JBehave introduced me to the idea:
- Given a context
- When these events happen
- Expect this outcome to occur.
At the moment, our team writes the context by performing the steps which get us into that context – we run a scenario, which might be the first part of an existing story test. It might be the first part of tests for a lot of stories. This means that we’re duplicating bits of tests. It often means that the same code appears twice in different tests. It certainly takes time to run.
Here are some stories:
- As a sheep farmer and organic wool producer, I want to shear sheep and sell the raw wool so that I can make money.
- As a sheep farmer and organic jumper maker, I want to shear sheep, spin the wool, make jumpers and sell them so that I can make money.
- As a sheep farmer, I want to shear sheep and record the weight of wool sheared so that I can breed the best wool producers.
- As a sheep farmer, I want to shear sheep and record the date on which they were sheared so that I know when to shear them again.

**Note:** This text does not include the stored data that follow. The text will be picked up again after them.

PR #157, opened 2026-08-17
 fix(oid4vp): make primary credential identity claims configurable

### LINKED ISSUE #153: mDoc: primary credential hard-requires `sub`/`username` claims, rejecting valid ISO 18013-5 mDLs
> reproduced on **both** verifier plans, HAIP
> (plan `fimWPD2hbMjzY`, test `85HfnFfB0oPh1ca`) and plain_vp (plan `EK6A82IpBZQt0`, test
> `KJdGzVitCBLau17`),  same suite failure and same Keycloak log line on each.

***Type:*** bug (compliance / interoperability)
***Suggested labels:*** `bug`, `oid4vp`, `mDoc`

#### Summary

During OpenID4VP conformance testing (mDoc/ISO mDL verifier profile), the verifier
**rejects a valid, correctly signed, trusted ISO 18013-5 mDL** because the plugin requires
the primary credential to contain `sub` and `username` claims, which are **not defined in
the ISO 18013-5 mDL** and therefore cannot be present in a standard mDL.

#### Evidence

Conformance suite: plan `fimWPD2hbMjzY` (suite 5.2.2), module
`oid4vp-1final-verifier-happy-flow`, test `85HfnFfB0oPh1ca`,
variant `credential_format=iso_mdl, client_id_prefix=x509_hash,
request_method=request_uri_signed, vp_profile=haip, response_mode=direct_post.jwt`.

Suite failure:

> **OID4VP-1FINAL-8.2 EnsureHttpStatusCodeIs200:** `https://.../realms/oid4vp-demo/oid4vp-auth/response/<requestId>` endpoint returned an unexpected http status

Image

Image

**Confirmation on second run:** reproduced identically on a **plain (non-HAIP)**
verifier plan — plan `EK6A82IpBZQt0`, test `KJdGzVitCBLau17`,
`vp_profile=plain_vp` → same `OID4VP-1FINAL-8.2` failure and the same Keycloak log line
(`Presented mDoc does not satisfy DCQL claim path: [org.iso.18013.5.1, sub]`, request id
`NQtHUulnwrPQRQKZrSRk-VVQ.uspR3GEw7O0` matching the pasted link). This confirms the issue is
**independent of the certification profile**.

#### Root cause

1. `OID4VPProfileConfig.validatePrimaryCredential()` **hard-requires** every
   credential-identity primary credential to request `sub` and `username`:
   `"OpenID4VP primary credential must request sub and username"`.
2. The DCQL pre-validation (`MdocDcqlCredentialCapability.validatePresentation` →
   `DcqlClaimSelectionValidator`) then rejects any presented mDoc that does not contain the
   exact requested claim paths (here `[org.iso.18013.5.1, sub]`).
3. The OIDF conformance suite generates its mock mDL from the **ISO 18013-5 mDL document
   type** (multipaz `TestAppUtils`): it only creates elements defined in the mDL doctype
   (`given_name`, `family_name`, `birth_date`, `document_number`, ...). `sub` and `username`
   are **not ISO mDL elements**, so the mock mDL can never contain them.

Net effect: **no standard ISO 18013-5 mDL can be accepted** for login, because real mDLs do
not carry `sub`/`username`. The rejection happens before any cryptographic/trust
verification of the credential.

#### Expected behavior

The verifier should be able to authenticate a user with a standard ISO 18013-5 mDL (which
the conformance suite's mock mDL is), i.e. the identity claims used to resolve the Keycloak
user must be **configurable per credential/profile** instead of being hard-coded to
`sub`/`username`.

#### Suggested fix

- Add optional identity-claim configuration to the credential requirement (e.g.
  `subjectClaim` / `usernameClaim` in the profile JSON), defaulting to `sub` / `username`
  for backwards compatibility.
- Use the configured claims in `OID4VPProfileConfig.validatePrimaryCredential()` and in
  `OID4VPAuthenticator.recoverUserFromClaims()` (currently reads hard-coded `sub` and
  `username`).
- For the mDoc conformance profile, map identity from a standard mDL claim (e.g.
  `org.iso.18013.5.1/document_number` → username) and request only claims the presented
  credential can contain.
- Add regression tests (e.g. `OID4VPUserAuthEndpointHAIPTest`, `MdocVerificationTest`) with
  a standard mDL fixture that carries no `sub`/`username`.

#### Impact

Without this fix, the verifier cannot complete authentication with any standard ISO mDL,
the OID4VP happy-flow conformance module cannot pass for `credential_format=iso_mdl`.

Vitalisn4:
#### Summary
 
The primary credential was hard-coded to require `sub` and `username` claims to
recover the authenticating user. Standard ISO 18013-5 mDLs carry neither their
identity attributes live in namespaces (e.g. `org.iso.18013.5.1/document_number`)
so every valid mDoc presentation was rejected at DCQL pre-validation before the
signature was even checked.
 
#### Change
 
- Add optional `subjectClaim` / `usernameClaim` to `CredentialRequirement`,
  defaulting to `sub` / `username` for full backward compatibility.
- Validate the configured identity claims in `OID4VPProfileConfig` (blank guard,
  namespaced and bare forms supported, old error message preserved for defaults).
- Use the configured claims for user recovery in `OID4VPAuthenticator`.
- mDoc profiles can now map identity to `org.iso.18013.5.1/document_number`.
 
#### Testing
 
- 6 new regression tests (config validation, DCQL pre-validation, end-to-end auth
  with an mDoc containing only standard mDL claims).
- Full suite: 395 tests, 0 failures.
- OIDF conformance happy-flow passes end-to-end on both HAIP and plain_vp.

Closes https://github.com/ADORSYS-GIS/keycloak-oid4vp-plugin/issues/153

### DIFF
--- a/docs/modules/ROOT/pages/german-wallet-pid-verification-configuration.adoc
+++ b/docs/modules/ROOT/pages/german-wallet-pid-verification-configuration.adoc
@@ -181,55 +181,9 @@ Use a single-credential profile when only a self-issued primary credential is re
 
 == Primary credential identity claim configuration
 
-A primary credential must carry at least one claim that identifies the Keycloak user.
-Two optional properties control which claims are used for user resolution:
+When a primary mDoc credential identifies the Keycloak user, use a namespaced `subjectClaim` (e.g. `eu.europa.ec.eudi.pid.1/personal_administrative_number`) rather than a bare element like `document_number`, which may not be globally unique across issuers.
 
-`subjectClaim`::
-  The claim used to resolve the Keycloak user by *user id*.
-  Defaults to `sub`.
-
-`usernameClaim`::
-  An optional fallback claim used to resolve the Keycloak user by *username* when `subjectClaim` does not match a Keycloak user id.
-  Defaults to `username`.
-  Omit or set to blank to skip the username fallback.
-
-For mDoc credentials, claims are namespaced using the `namespace/element` format defined by ISO 18013-5.
-For example, a PID mDoc identifies a person by:
-
-[source,text]
-----
-namespace: eu.europa.ec.eudi.pid.1
-element:   given_name
-Namespaced form: eu.europa.ec.eudi.pid.1/given_name
-----
-
-When configuring a primary mDoc credential for authentication, set `subjectClaim` to a namespaced claim that uniquely identifies the user (e.g. `eu.europa.ec.eudi.pid.1/personal_administrative_number`).
-Do *not* set `subjectClaim` to a bare element like `document_number` unless it is globally unique across issuers.
-
-The following example shows the identity claim configuration for a primary mDoc credential.
-The `trust` configuration is omitted for brevity — refer to the x5c trust or EUDI PID trust-list sections above.
-
-[source,json]
-----
-{
-  "id": "main",
-  "role": "primary",
-  "format": "mso_mdoc",
-  "credentialTypes": [
-    "eu.europa.ec.eudi.pid.1"
-  ],
-  "subjectClaim": "eu.europa.ec.eudi.pid.1/personal_administrative_number",
-  "usernameClaim": "eu.europa.ec.eudi.pid.1/given_name",
-  "claims": [
-    "eu.europa.ec.eudi.pid.1/personal_administrative_number",
-    "eu.europa.ec.eudi.pid.1/given_name",
-    "eu.europa.ec.eudi.pid.1/family_name"
-  ],
-  "trust": [ ... ]
-}
-----
-
-For SD-JWT VC credentials, use standard claim names such as `sub` and `username` — no namespace is needed.
+For full details on `subjectClaim`, `usernameClaim`, and the namespace/element format, see xref:oid4vp-deployment-configuration.adoc#oid4vp-deployment-configuration[OpenID4VP deployment configuration reference — Configuring primary credential identity claims].
 
 == Authentication flow
 
--- a/docs/modules/ROOT/pages/german-wallet-pid-verification-configuration.adoc
+++ b/docs/modules/ROOT/pages/german-wallet-pid-verification-configuration.adoc
@@ -179,6 +179,58 @@ Use a single-credential profile when only a self-issued primary credential is re
 ]
 ----
 
+== Primary credential identity claim configuration
+
+A primary credential must carry at least one claim that identifies the Keycloak user.
+Two optional properties control which claims are used for user resolution:
+
+`subjectClaim`::
+  The claim used to resolve the Keycloak user by *user id*.
+  Defaults to `sub`.
+
+`usernameClaim`::
+  An optional fallback claim used to resolve the Keycloak user by *username* when `subjectClaim` does not match a Keycloak user id.
+  Defaults to `username`.
+  Omit or set to blank to skip the username fallback.
+
+For mDoc credentials, claims are namespaced using the `namespace/element` format defined by ISO 18013-5.
+For example, a PID mDoc identifies a person by:
+
+[source,text]
+----
+namespace: eu.europa.ec.eudi.pid.1
+element:   given_name
+Namespaced form: eu.europa.ec.eudi.pid.1/given_name
+----
+
+When configuring a primary mDoc credential for authentication, set `subjectClaim` to a namespaced claim that uniquely identifies the user (e.g. `eu.europa.ec.eudi.pid.1/personal_administrative_number`).
+Do *not* set `subjectClaim` to a bare element like `document_number` unless it is globally unique across issuers.
+
+The following example shows the identity claim configuration for a primary mDoc credential.
+The `trust` configuration is omitted for brevity — refer to the x5c trust or EUDI PID trust-list sections above.
+
+[source,json]
+----
+{
+  "id": "main",
+  "role": "primary",
+  "format": "mso_mdoc",
+  "credentialTypes": [
+    "eu.europa.ec.eudi.pid.1"
+  ],
+  "subjectClaim": "eu.europa.ec.eudi.pid.1/personal_administrative_number",
+  "usernameClaim": "eu.europa.ec.eudi.pid.1/given_name",
+  "claims": [
+    "eu.europa.ec.eudi.pid.1/personal_administrative_number",
+    "eu.europa.ec.eudi.pid.1/given_name",
+    "eu.europa.ec.eudi.pid.1/family_name"
+  ],
+  "trust": [ ... ]
+}
+----
+
+For SD-JWT VC credentials, use standard claim names such as `sub` and `username` — no namespace is needed.
+
 == Authentication flow
 
 At runtime:
--- a/docs/modules/ROOT/pages/oid4vp-user-authentication.adoc
+++ b/docs/modules/ROOT/pages/oid4vp-user-authentication.adoc
@@ -110,31 +110,9 @@ For detailed deployment options (`x509_hash`, `direct_post.jwt`, injected certif
 
 === Configuring primary credential identity claims
 
-When the primary credential is used to identify the Keycloak user, two optional properties control which claims are used for user resolution.
+When a primary credential is used to identify the Keycloak user, use `subjectClaim` and `usernameClaim` to control which claims are read from the presented credential.
 
-`subjectClaim`::
-  The claim used to resolve the Keycloak user by *user id*.
-  Defaults to `sub`.
-
-`usernameClaim`::
-  An optional fallback claim used to resolve the Keycloak user by *username* when `subjectClaim` does not match a Keycloak user id.
-  Defaults to `username`.
-  Omit or set to blank to skip the username fallback.
-
-For mDoc credentials, claims are namespaced using the `namespace/element` format defined by ISO 18013-5.
-For example, a PID mDoc identifies a person by:
-
-[source,text]
-----
-namespace: eu.europa.ec.eudi.pid.1
-element:   given_name
-Namespaced form: eu.europa.ec.eudi.pid.1/given_name
-----
-
-When setting `subjectClaim` for an mDoc primary credential, use a namespaced claim that uniquely identifies the user (e.g. `eu.europa.ec.eudi.pid.1/personal_administrative_number`).
-Do *not* set `subjectClaim` to a bare element like `document_number` unless it is globally unique across issuers.
-
-For SD-JWT VC credentials, use standard claim names such as `sub` and `username` — no namespace is needed.
+For the full configuration reference — including the mDoc namespace/element format, defaults, and examples — see link:oid4vp-deployment-configuration.adoc[OpenID4VP deployment configuration reference — Configuring primary credential identity claims].
 
 === Technical Configuration (Performance & Security)
 
--- a/docs/modules/ROOT/pages/oid4vp-user-authentication.adoc
+++ b/docs/modules/ROOT/pages/oid4vp-user-authentication.adoc
@@ -108,6 +108,34 @@ The single SdJwt authenticator in the flow is pre-configured with sensible defau
 These policy settings are deployed through the same authenticator configuration surface.
 For detailed deployment options (`x509_hash`, `direct_post.jwt`, injected certificates, and infrastructure-as-code mapping guidance), see link:oid4vp-deployment-configuration.adoc[OpenID4VP deployment configuration reference].
 
+=== Configuring primary credential identity claims
+
+When the primary credential is used to identify the Keycloak user, two optional properties control which claims are used for user resolution.
+
+`subjectClaim`::
+  The claim used to resolve the Keycloak user by *user id*.
+  Defaults to `sub`.
+
+`usernameClaim`::
+  An optional fallback claim used to resolve the Keycloak user by *username* when `subjectClaim` does not match a Keycloak user id.
+  Defaults to `username`.
+  Omit or set to blank to skip the username fallback.
+
+For mDoc credentials, claims are namespaced using the `namespace/element` format defined by ISO 18013-5.
+For example, a PID mDoc identifies a person by:
+
+[source,text]
+----
+namespace: eu.europa.ec.eudi.pid.1
+element:   given_name
+Namespaced form: eu.europa.ec.eudi.pid.1/given_name
+----
+
+When setting `subjectClaim` for an mDoc primary credential, use a namespaced claim that uniquely identifies the user (e.g. `eu.europa.ec.eudi.pid.1/personal_administrative_number`).
+Do *not* set `subjectClaim` to a bare element like `document_number` unless it is globally unique across issuers.
+
+For SD-JWT VC credentials, use standard claim names such as `sub` and `username` — no namespace is needed.
+
 === Technical Configuration (Performance & Security)
 
 For details on certificate caching, lifespan, and other performance/security configurations, see link:non-functional-requirements.adoc[Non-Functional Requirements & Technical Configuration].
--- a/src/main/java/io/github/adorsysgis/keycloak/protocol/oid4vc/oid4vp/authenticator/OID4VPAuthenticator.java
+++ b/src/main/java/io/github/adorsysgis/keycloak/protocol/oid4vc/oid4vp/authenticator/OID4VPAuthenticator.java
@@ -22,7 +22,6 @@ import java.util.Collections;
 import java.util.LinkedHashMap;
 import java.util.Map;
 import org.jboss.logging.Logger;
-import org.keycloak.OAuth2Constants;
 import org.keycloak.authentication.AuthenticationFlowContext;
 import org.keycloak.authentication.AuthenticationFlowError;
 import org.keycloak.authentication.Authenticator;
@@ -33,7 +32,6 @@ import org.keycloak.models.KeycloakSession;
 import org.keycloak.models.RealmModel;
 import org.keycloak.models.UserModel;
 import org.keycloak.models.UserProvider;
-import org.keycloak.representations.JsonWebToken;
 import org.keycloak.representations.idm.OAuth2ErrorRepresentation;
 import org.keycloak.sessions.AuthenticationSessionModel;
 import org.keycloak.util.JsonSerialization;
@@ -255,8 +253,8 @@ public class OID4VPAuthenticator implements Authenticator {
     private UserModel recoverUserFromClaims(
             Context ctx, CredentialRequirement primaryCredentialReq, JsonNode primaryClaims) {
         CredentialVerifier verifier = ctx.credentialVerifiers().get(primaryCredentialReq.getId());
-        String subject = verifier.readClaim(primaryClaims, JsonWebToken.SUBJECT);
-        String username = verifier.readClaim(primaryClaims, OAuth2Constants.USERNAME);
+        String subject = verifier.readClaim(primaryClaims, primaryCredentialReq.getSubjectClaim());
+        String username = verifier.readClaim(primaryClaims, primaryCredentialReq.getUsernameClaim());
         logger.debugf("Attempting user recovery with subject '%s' and username '%s'", subject, username);
 
         KeycloakSession session = ctx.authenticationFlowContext().getSession();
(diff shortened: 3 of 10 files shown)


src/main/java/io/github/adorsysgis/keycloak/protocol/oid4vc/oid4vp/authenticator/OID4VPAuthenticator.java
```diff
@@ -255,8 +253,8 @@ private CredentialRequirement getPresentedPrimaryCredential(Context ctx) {
     private UserModel recoverUserFromClaims(
             Context ctx, CredentialRequirement primaryCredentialReq, JsonNode primaryClaims) {
         CredentialVerifier verifier = ctx.credentialVerifiers().get(primaryCredentialReq.getId());
-        String subject = verifier.readClaim(primaryClaims, JsonWebToken.SUBJECT);
-        String username = verifier.readClaim(primaryClaims, OAuth2Constants.USERNAME);
+        String subject = verifier.readClaim(primaryClaims, primaryCredentialReq.getSubjectClaim());
```
forkimenjeckayang, line 256: `document_number` falls through to a realm-wide `getUserByUsername()` lookup, while the verified credential issuer is discarded. If this profile accepts more than one issuer, issuer B can authenticate as issuer A's user by presenting the same document number.

 OID4VP Final §14.4 requires the identity claim to be combined with the Credential Issuer identifier. Resolve a persisted `(issuer, configured-claim-value)` association using a stable trust-framework or configured issuer ID—not a rotating leaf-certificate fingerprint—or explicitly enforce a single issuer. Please add a two-issuer, same-document-number regression test.

src/main/java/io/github/adorsysgis/keycloak/protocol/oid4vc/oid4vp/profile/OID4VPProfileConfig.java
```diff
@@ -398,12 +399,39 @@ private static void validatePrimaryCredential(AuthenticationProfile profile, Cre
...
+     * Whether {@code refs} contains the configured identity claim. An un-namespaced configured claim
+     * matches by name under any namespace (so mDoc profiles requesting e.g.
+     * {@code org.iso.18013.5.1/sub} still satisfy the default {@code sub}); a namespaced configured
+     * claim must match the exact namespace/name pair.
+     */
+    private static boolean containsIdentityClaim(List<ClaimReference> refs, ClaimReference configured) {
+        if (configured.isNamespaced()) {
+            return refs.contains(configured);
         }
+        return refs.stream().anyMatch(ref -> configured.name().equals(ref.name()));
```
forkimenjeckayang, line 451: For `mso_mdoc`, accepting a bare configured identity claim is ambiguous. This validation accepts `subjectClaim: "document_number"` when the DCQL request contains `org.iso.18013.5.1/document_number`, but `MdocCredentialVerifier.readClaim()` later searches every namespace and returns the first `document_number` it finds. An issuer can carry an extension namespace with the same element name, so user recovery may use a different claim than the requested standard mDL path.

Please require `subjectClaim` and `usernameClaim` to be namespace-qualified when `format` is `mso_mdoc`, and match them exactly to a requested claim path. Add a negative configuration test for a bare mDoc identity selector and a runtime test with duplicate element identifiers in two namespaces.

src/main/java/io/github/adorsysgis/keycloak/protocol/oid4vc/oid4vp/profile/CredentialRequirement.java
```diff
@@ -34,6 +36,20 @@ public class CredentialRequirement {
...
+    @JsonProperty("subjectClaim")
+    private String subjectClaim = JsonWebToken.SUBJECT;
+
+    /**
+     * Claim (optionally namespaced, e.g. {@code "org.iso.18013.5.1/document_number"}) carrying the
+     * credential subject used to resolve the Keycloak user by username. Defaults to {@code username}.
+     */
+    @JsonProperty("usernameClaim")
+    private String usernameClaim = OAuth2Constants.USERNAME;
+
```
forkimenjeckayang, line 55: Please document `subjectClaim` and `usernameClaim` beside the existing authentication-profile JSON. Include defaults, the `namespace/element` form required for mDoc, and a complete mDL primary example. The example should describe the issuer-scoped identity association required for authentication, rather than suggesting that a bare `document_number` is a realm-wide username.

forkimenjeckayang (changes requested):
A few comments 
Please check

src/main/java/io/github/adorsysgis/keycloak/protocol/oid4vc/oid4vp/authenticator/OID4VPAuthenticator.java
IngridPuppet: I don't understand this comment. Please could you explain in simpler terms what is the issue? The change simply retains the previous behavior with configurability. Maybe a focused ticket should be created.

For SD-JWT, we have some mechanism to enforce that the issuer claim is that of Keycloak. mDocs do not seem to embed a comparable issuer claim on the other hand; the only and real trust remains the certificate chain validation.

src/main/java/io/github/adorsysgis/keycloak/protocol/oid4vc/oid4vp/profile/CredentialRequirement.java
IngridPuppet: Could you clarify in which file lives the "existing authentication-profile JSON"? Also, there is no specific focus on mDL; it's just for the conformance test. If mDoc in general is already documented, there is no need to provide a complete "mDL primary example" in my opinion.

src/main/java/io/github/adorsysgis/keycloak/protocol/oid4vc/oid4vp/profile/OID4VPProfileConfig.java
```diff
@@ -398,12 +399,39 @@ private static void validatePrimaryCredential(AuthenticationProfile profile, Cre
...
+        ClaimReference subjectRef = ClaimReference.parse(credential.getSubjectClaim());
+        ClaimReference usernameRef = ClaimReference.parse(credential.getUsernameClaim());
+        boolean hasSubject = containsIdentityClaim(primaryRefs, subjectRef);
+        boolean hasUsername = containsIdentityClaim(primaryRefs, usernameRef);
         if (!hasSubject || !hasUsername) {
-            throw new IllegalStateException("OpenID4VP primary credential must request sub and username: "
-                    + profile.getId() + "/" + credential.getId());
+            String message = isDefaultIdentityClaims(credential)
+                    ? "OpenID4VP primary credential must request sub and username"
+                    : "OpenID4VP primary credential must request identity claims " + subjectRef + " and " + usernameRef;
```
IngridPuppet: The message can just be: 

```java
"OpenID4VP primary credential must request identity claims " + subjectRef + " and " + usernameRef
```

By default, that would print sub and username. It is fine.

src/main/java/io/github/adorsysgis/keycloak/protocol/oid4vc/oid4vp/profile/OID4VPProfileConfig.java
```diff
@@ -398,12 +399,39 @@ private static void validatePrimaryCredential(AuthenticationProfile profile, Cre
...
+            throw new IllegalStateException(message + ": " + profile.getId() + "/" + credential.getId());
+        }
+    }
+
+    private static boolean isDefaultIdentityClaims(CredentialRequirement credential) {
+        return JsonWebToken.SUBJECT.equals(credential.getSubjectClaim())
+                && OAuth2Constants.USERNAME.equals(credential.getUsernameClaim());
+    }
```
IngridPuppet: This is not needed IMO.

src/test/java/io/github/adorsysgis/keycloak/protocol/oid4vc/oid4vp/dcql/MdocDcqlCredentialCapabilityTest.java
```diff
@@ -61,6 +61,31 @@ void validatesIsoSpecSample() {
...
+    void rejectsStandardIsoMdlWhenSubClaimIsRequested() {
+        // The pre-fix behavior: requesting the sub claim path rejects every standard ISO mDL.
+        String token = readResource("/mdoc/spec-sample.txt");
+        Credential credential =
+                credentialWithDocTypeAndClaims("org.iso.18013.5.1.mDL", claim("sub", "org.iso.18013.5.1", "sub"));
+
+        VerificationException error =
+                assertThrows(VerificationException.class, () -> capability.validatePresentation(credential, token));
+        assertEquals("Presented mDoc does not satisfy DCQL claim path: [org.iso.18013.5.1, sub]", error.getMessage());
+    }
```
IngridPuppet: Does this test anything contributed by this PR? These scenarios look already covered by `validatesMatchingDocTypeAndRequestedClaims` and `rejectsMissingRequestedClaim`.

src/test/java/io/github/adorsysgis/keycloak/protocol/oid4vc/oid4vp/profile/OID4VPProfileConfigTest.java
```diff
@@ -309,6 +309,85 @@ void shouldRejectCredentialIdentityPrimaryWithoutSubAndUsername() {
...
+                        "usernameClaim": "family_name"
+                      }
+                    ]
+                  }
+                ]
+                """));
+
+        IllegalStateException error = assertThrows(IllegalStateException.class, () -> new OID4VPProfileConfig(config));
+        assertEquals(
+                "OpenID4VP primary credential must request identity claims given_name and family_name: login/primary",
```
IngridPuppet: I think it would clearer if the error message specifies what is the subject claim and what is the username claim.
```suggestion
                "OpenID4VP primary credential must request identity claims subjectClaim='given_name' and usernameClaim='family_name': login/primary",
```

src/test/java/io/github/adorsysgis/keycloak/protocol/oid4vc/oid4vp/OID4VPUserAuthEndpointTest.java
```diff
@@ -380,6 +380,26 @@ public void shouldAuthenticateSuccessfully_WithMdocPrimaryCredential() throws Ex
...
 
+    @Test
+    public void shouldAuthenticateSuccessfully_WithMdocPrimaryCredential_MdlIdentityClaim() throws Exception {
+        // Regression for issue 001: a standard ISO 18013-5 mDL carries no sub/username claims, so
+        // identity must be derivable from a configured standard mDL claim (document_number). The
+        // presented mDoc below deliberately contains no sub/username claims.
+        withAuthenticationProfile(
+                AuthenticationProfileSamples.mdocPrimaryWithMdlIdentity(), (apiFlow, requestObject) -> {
+                    Map<String, Object> mdocClaims =
+                            Map.of(MdocBaseTest.NAMESPACE, Map.of("document_number", TEST_USER, "given_name", "Alice"));
```
IngridPuppet, line 396: In other tests, we have:

```
Map.of(JsonWebToken.SUBJECT, TEST_USER_ID, OAuth2Constants.USERNAME, TEST_USER)
```

So `sub` is not the same thing as `username`: `TEST_USER_ID` vs `TEST_USER`. 

Here, it looks like the value of `document_number` is used for both. Could you help me understand how that even pass authentication?

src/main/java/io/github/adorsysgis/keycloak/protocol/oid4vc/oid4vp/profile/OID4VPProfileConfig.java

All of them require the shearing of a sheep. I imagine nice little screen in which you can add the details of your sheep to the database, then pick which of your sheep were sheared, what weight of wool was produced, etc. Filling in these screens for every story doesn’t give you any value in terms of code confidence the second time it’s done. Why not just do it once, then pretend that it’s been done for every other story?
So here’s my idea for cleaner, quicker acceptance testing.
Context
We write the first part of an acceptance test. The bit of the test which gets us to this point of the story is a class of its own, and implements a contextual interface. So, for instance, we might test that when we shear a sheep, weigh the wool and tell the app that we’ve put it in the cupboard, we get records that there are 3kg of wool in the cupboard. We could also, if we wanted to, check that one of our sheep was shorn on the 13th August 2005. We would name this test SheepShearingTest, and it might implement the interfaces ThreeKilogramsOfWoolAreInCupboard and BlackieIsShorn, both of which would extend the role of Context. (In JBehave there’s a Context interface). If we want to make these contexts reusable, we can always just call them RawWoolInCupboard and SheepIsShorn and either set parameters which configure them or respond to the configuration in our tests.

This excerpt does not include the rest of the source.